**Task directions:** The entries should be given again in full. Alter nothing.

Records from a collection:
Start of Block

PR #89, opened 2015-09-23
(Do not merge - discussion) On the decorator API for default value generation

SylvainCorlay:
I was giving a try to an alternative implementation of #76, i.e. to create a decorator-based API for default value generation (`@default`) similar to the one used for observers (`@observe`) and cross-validators (`@validate`).

___
The case of default value generation differs from the "validate" and "observe" cases in that the current implementation with magic methods only looks for such magic methods in subclasses of `trait_type_instance.this_class`, by looking through the `mro` the HasTraits type... 

In other words, the goal was to ensure the following behavior.

```Python
class Foo(HasTraits):
    bar = Int()
    def _bar_default(self):
        return 4

class FooD(Foo)
    bar = Int()  # Int is overloaded in FooD, so that FooD.bar.this_class is FooD
                 # and _bar_default is not used because not defined in a subclass
                # of FooD...
```
___ 
Now, in implementing the decorator API for default value generation, I used the same trick as I introduced for observe, which is to have a decorator replacing the method with an instance of `DefaultHandler`  which inherits from `BaseDescriptor`. Later, this descriptor is picked up by the metaclass, which runs instance_init, and populates the `_trait_default_generator` dictionary. (See implementation in this PR) 

However, there is not guarantee that all the `DefaultHandler` instances will have run their instance_init when TraitType.instance_init is run. Hence, we may miss some default handlers.

Example:

```Python
class D(HasTraits):
    a = Int()
    b = Int()
    
    @default('a')
    def i_uoi(self):
        return 1
    
    def _b_default(self):
        return 1

class E(HasTraits):
    z = Int()
    b = Int()
    
    @default('z')
    def i_uoi(self):
        return 1
    
    def _b_default(self):
        return 1

print (D().a, D().b)   # prints 0, 1
print (E().z, E().b)   # prints 1, 1
```

I don't see a good solution to this problem and therefore, I think that keeping the current magic method mechanism is probably the most reasonable option.

### DIFF
--- a/traitlets/tests/test_traitlets.py.orig
+++ b/traitlets/tests/test_traitlets.py.orig
@@ -17,11 +17,19 @@ import nose.tools as nt
 from nose import SkipTest
 
 from traitlets import (
+<<<<<<< HEAD
     HasTraits, MetaHasDescriptors, TraitType, Any, Bool, CBytes, Dict, Enum,
     Int, Long, Integer, Float, Complex, Bytes, Unicode, TraitError,
     Union, All, Undefined, Type, This, Instance, TCPAddress, List, Tuple,
     ObjectName, DottedObjectName, CRegExp, link, directional_link,
-    ForwardDeclaredType, ForwardDeclaredInstance, validate, observe, default
+    ForwardDeclaredType, ForwardDeclaredInstance, validate, observe
+=======
+    HasTraits, MetaHasTraits, TraitType, Any, Bool, CBytes, Dict, Enum,
+    Int, Long, Integer, Float, Complex, Bytes, Unicode, TraitError, Union,
+    Undefined, Type, This, Instance, TCPAddress, List, Tuple, ObjectName,
+    DottedObjectName, CRegExp, link, directional_link, ForwardDeclaredType,
+    ForwardDeclaredInstance, validate, observe, default
+>>>>>>> default generators
 )
 from ipython_genutils import py3compat
 from ipython_genutils.testing.decorators import skipif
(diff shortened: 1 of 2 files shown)


NeilGirdhar:
Just curious, but why can't you do the initialization in `HasTraits.__init__`?

SylvainCorlay:
@NeilGirdhar this is about default values generation when None is provided in the TraitType instance or to `__init__`.

rmorshea:
I probably should have done it this way in #76 since it's more intuitive (maybe a little less efficient), but you could do it in essentially the same way as with the bound default generator methods wherein you look for a `DefaultHandler` instance whose `_name` is the same as the trait's in the objects mro. This wouldn't require the fanciness where I register the handler to the `TraitType` instance.

rmorshea:
@SylvainCorlay The sort of logic I mentioned in the above comment, slows down Matplotlib to an absurd degree because you have to search through all the names in `dir(cls)` to find `EventHandlers` which is more than just "a little less efficient".

SylvainCorlay:
Marked as WIP. A solution to that issue would be to make the `@default` descriptor create a `_**_default` method, or add the default generator to a class-level attribute, which is equivalent.

rmorshea:
@SylvainCorlay If you did that you'd need to make sure the method was popped off the state in `__getstate__` to maintain pickleability. That harkens back to this notion of `getstate` and `setstate` methods on descriptors proposed by @NeilGirdhar in #94.

And making the default handler dict a class attribute won't work without creating it in the metaclass because it isn't something that should be shared with subclasses. That would then cause problems in the cases where `HasDescriptors` was not the base class.

SylvainCorlay:
@rmorshea good point.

End of Block

**Solution below:**
PR #89, opened 2015-09-23
(Do not merge - discussion) On the decorator API for default value generation

SylvainCorlay:
I was giving a try to an alternative implementation of #76, i.e. to create a decorator-based API for default value generation (`@default`) similar to the one used for observers (`@observe`) and cross-validators (`@validate`).

___
The case of default value generation differs from the "validate" and "observe" cases in that the current implementation with magic methods only looks for such magic methods in subclasses of `trait_type_instance.this_class`, by looking through the `mro` the HasTraits type... 

In other words, the goal was to ensure the following behavior.

```Python
class Foo(HasTraits):
    bar = Int()
    def _bar_default(self):
        return 4

class FooD(Foo)
    bar = Int()  # Int is overloaded in FooD, so that FooD.bar.this_class is FooD
                 # and _bar_default is not used because not defined in a subclass
                # of FooD...
```
___ 
Now, in implementing the decorator API for default value generation, I used the same trick as I introduced for observe, which is to have a decorator replacing the method with an instance of `DefaultHandler`  which inherits from `BaseDescriptor`. Later, this descriptor is picked up by the metaclass, which runs instance_init, and populates the `_trait_default_generator` dictionary. (See implementation in this PR) 

However, there is not guarantee that all the `DefaultHandler` instances will have run their instance_init when TraitType.instance_init is run. Hence, we may miss some default handlers.

Example:

```Python
class D(HasTraits):
    a = Int()
    b = Int()
    
    @default('a')
    def i_uoi(self):
        return 1
    
    def _b_default(self):
        return 1

class E(HasTraits):
    z = Int()
    b = Int()
    
    @default('z')
    def i_uoi(self):
        return 1
    
    def _b_default(self):
        return 1

print (D().a, D().b)   # prints 0, 1
print (E().z, E().b)   # prints 1, 1
```

I don't see a good solution to this problem and therefore, I think that keeping the current magic method mechanism is probably the most reasonable option.

### DIFF
--- a/traitlets/tests/test_traitlets.py.orig
+++ b/traitlets/tests/test_traitlets.py.orig
@@ -17,11 +17,19 @@ import nose.tools as nt
 from nose import SkipTest
 
 from traitlets import (
+<<<<<<< HEAD
     HasTraits, MetaHasDescriptors, TraitType, Any, Bool, CBytes, Dict, Enum,
     Int, Long, Integer, Float, Complex, Bytes, Unicode, TraitError,
     Union, All, Undefined, Type, This, Instance, TCPAddress, List, Tuple,
     ObjectName, DottedObjectName, CRegExp, link, directional_link,
-    ForwardDeclaredType, ForwardDeclaredInstance, validate, observe, default
+    ForwardDeclaredType, ForwardDeclaredInstance, validate, observe
+=======
+    HasTraits, MetaHasTraits, TraitType, Any, Bool, CBytes, Dict, Enum,
+    Int, Long, Integer, Float, Complex, Bytes, Unicode, TraitError, Union,
+    Undefined, Type, This, Instance, TCPAddress, List, Tuple, ObjectName,
+    DottedObjectName, CRegExp, link, directional_link, ForwardDeclaredType,
+    ForwardDeclaredInstance, validate, observe, default
+>>>>>>> default generators
 )
 from ipython_genutils import py3compat
 from ipython_genutils.testing.decorators import skipif
(diff shortened: 1 of 2 files shown)


NeilGirdhar:
Just curious, but why can't you do the initialization in `HasTraits.__init__`?

SylvainCorlay:
@NeilGirdhar this is about default values generation when None is provided in the TraitType instance or to `__init__`.

rmorshea:
I probably should have done it this way in #76 since it's more intuitive (maybe a little less efficient), but you could do it in essentially the same way as with the bound default generator methods wherein you look for a `DefaultHandler` instance whose `_name` is the same as the trait's in the objects mro. This wouldn't require the fanciness where I register the handler to the `TraitType` instance.

rmorshea:
@SylvainCorlay The sort of logic I mentioned in the above comment, slows down Matplotlib to an absurd degree because you have to search through all the names in `dir(cls)` to find `EventHandlers` which is more than just "a little less efficient".

SylvainCorlay:
Marked as WIP. A solution to that issue would be to make the `@default` descriptor create a `_**_default` method, or add the default generator to a class-level attribute, which is equivalent.

rmorshea:
@SylvainCorlay If you did that you'd need to make sure the method was popped off the state in `__getstate__` to maintain pickleability. That harkens back to this notion of `getstate` and `setstate` methods on descriptors proposed by @NeilGirdhar in #94.

And making the default handler dict a class attribute won't work without creating it in the metaclass because it isn't something that should be shared with subclasses. That would then cause problems in the cases where `HasDescriptors` was not the base class.

SylvainCorlay:
@rmorshea good point.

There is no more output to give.